In Search of God?

Almost surreptitiously, in one corner of the world, deep underneath the ground, a massive idea has been taking shape. Today, everybody knows about it. The Large Hadron Collider, the ultimate particle accelerator, will be the instrument in Man's attempt to unravel the mystery of this universe. On the 27 kilometer long accelerator, buried a hundred meters under the ground, rests the hopes of hundreds of scientists to achieve the unimaginable - to find the origin of all creations in this universe. The search ends in a particle that forms the core of all matter, a particle hitherto unseen and undetected by Man but one that has shown all indications of its existence. This particle, the Higgs Boson, named after 79 year old physicist Peter Higgs, also called the "God Particle" much to the chagrin of Higgs, who is a staunch atheist, promises to unravel the mystery of the birth of the cosmos. Detecting this particle as soon as it is born is the prime objective of the biggest experiment in particle physics till date. It is believed that this mysterious particle was given out a billionth of a billionth fraction of a second after the Big Bang that created the universe. So, it is during this infinitesimal time period that this particle, if it does exist, can be "seen" or detected. Scientists expect to recreate the conditions that existed during that flicker of a second after the Big Bang with the help of the Large Hadron Collider. Two beams of protons, accelerated to hitherto unknown speeds (almost equal to that of light) by means of powerful magnetic fields will be smashed against each other to release a scatter of subatomic particles among which might possibly be the elusive "God Particle". This particle, physicists believe, is the missing link in the Standard Particle Theory, the missing link between matter and mass. As Particle Physics has established, all known particles that constitute matter have no mass of their own. If discovered, mankind will have found a lot of answers to this vast, ever expanding cluster of masses in orchestrated motion we have come to know as the universe. Scientists round the world will be training their sights on the aftermath of the monumental collision inside the LHC through hundreds of detectors lining the walls of the accelerator in a hope of detecting the God of all particles. It might prove to be the turning point in modern scientific research.
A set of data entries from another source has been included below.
PR #49, opened 2023-04-18
[47] sync full agenda

steve1rm:
# Pull Request template

###  What does this PR solve?

- Using work manager to sync the full agenda with local cache

### DIFF
--- a/data/src/main/java/me/androidbox/data/worker_manager/FullAgendaSynchronizerImp.kt
+++ b/data/src/main/java/me/androidbox/data/worker_manager/FullAgendaSynchronizerImp.kt
@@ -16,13 +16,13 @@ class FullAgendaSynchronizerImp @Inject constructor(
     private val workManager: WorkManager) : FullAgendaSynchronizer {
 
     companion object {
-        const val THIRTY_MINUTES = 30L
+        const val SYNC_INTERVAL = 30L
         const val FULL_AGENDA_SYNC = "full_agenda_sync"
     }
 
     override suspend fun sync(): UUID {
         val fullSynWorkerRequest = PeriodicWorkRequestBuilder<SyncFullAgendaItemsWorker>(
-            repeatInterval = THIRTY_MINUTES,
+            repeatInterval = SYNC_INTERVAL,
             repeatIntervalTimeUnit = TimeUnit.MINUTES)
             .setConstraints(Constraints(Constraints.Builder().setRequiredNetworkType(NetworkType.CONNECTED).build()))
             .setBackoffCriteria(
--- a/data/src/main/java/me/androidbox/data/worker_manager/FullAgendaSynchronizerImp.kt
+++ b/data/src/main/java/me/androidbox/data/worker_manager/FullAgendaSynchronizerImp.kt
@@ -1,14 +1,42 @@
 package me.androidbox.data.worker_manager
 
+import androidx.work.BackoffPolicy
+import androidx.work.Constraints
+import androidx.work.ExistingPeriodicWorkPolicy
+import androidx.work.NetworkType
+import androidx.work.PeriodicWorkRequestBuilder
 import androidx.work.WorkManager
+import androidx.work.WorkRequest
 import me.androidbox.domain.work_manager.FullAgendaSynchronizer
+import java.util.UUID
+import java.util.concurrent.TimeUnit
 import javax.inject.Inject
 
 class FullAgendaSynchronizerImp @Inject constructor(
     private val workManager: WorkManager) : FullAgendaSynchronizer {
 
-    override suspend fun sync() {
+    companion object {
+        const val THIRTY_MINUTES = 30L
+        const val FULL_AGENDA_SYNC = "full_agenda_sync"
+    }
 
+    override suspend fun sync(): UUID {
+        val fullSynWorkerRequest = PeriodicWorkRequestBuilder<SyncFullAgendaItemsWorker>(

Now the question arises - do we really want to find God, or even move forward in that direction? Although physicists are eager to find the root of all existence, I am not so sure mankind as a whole would be better off solving this particular riddle. In fact, it wouldn't be surprising if some would be more scared of this than the prospect of possible black holes emerging in the aftermath of the collision. Among others, the two things that have held this world together for ages are faith and belief. Belief in the supreme designer and creator of all matter in existence - God. As the mysteries of the universe are explained more and more, the fascinations that have held mankind in awe of the universe and the Supreme Power behind it may gradually disintegrate. There may even come a time when religion and rituals may indeed become irrelevant. Of course, the evolution of a final theory explaining each and every aspect of this universe seems far, even improbable at this point but anything even close to that will be enough to loosen the leash of the Supreme Authority on this world. As a natural consequence, lines that divide good and evil, God and Satan, honesty and dishonesty, virtue and immorality may gradually fade into nothingness. Is mankind ready to live in a Godless universe? A million dollar question, if there ever was one.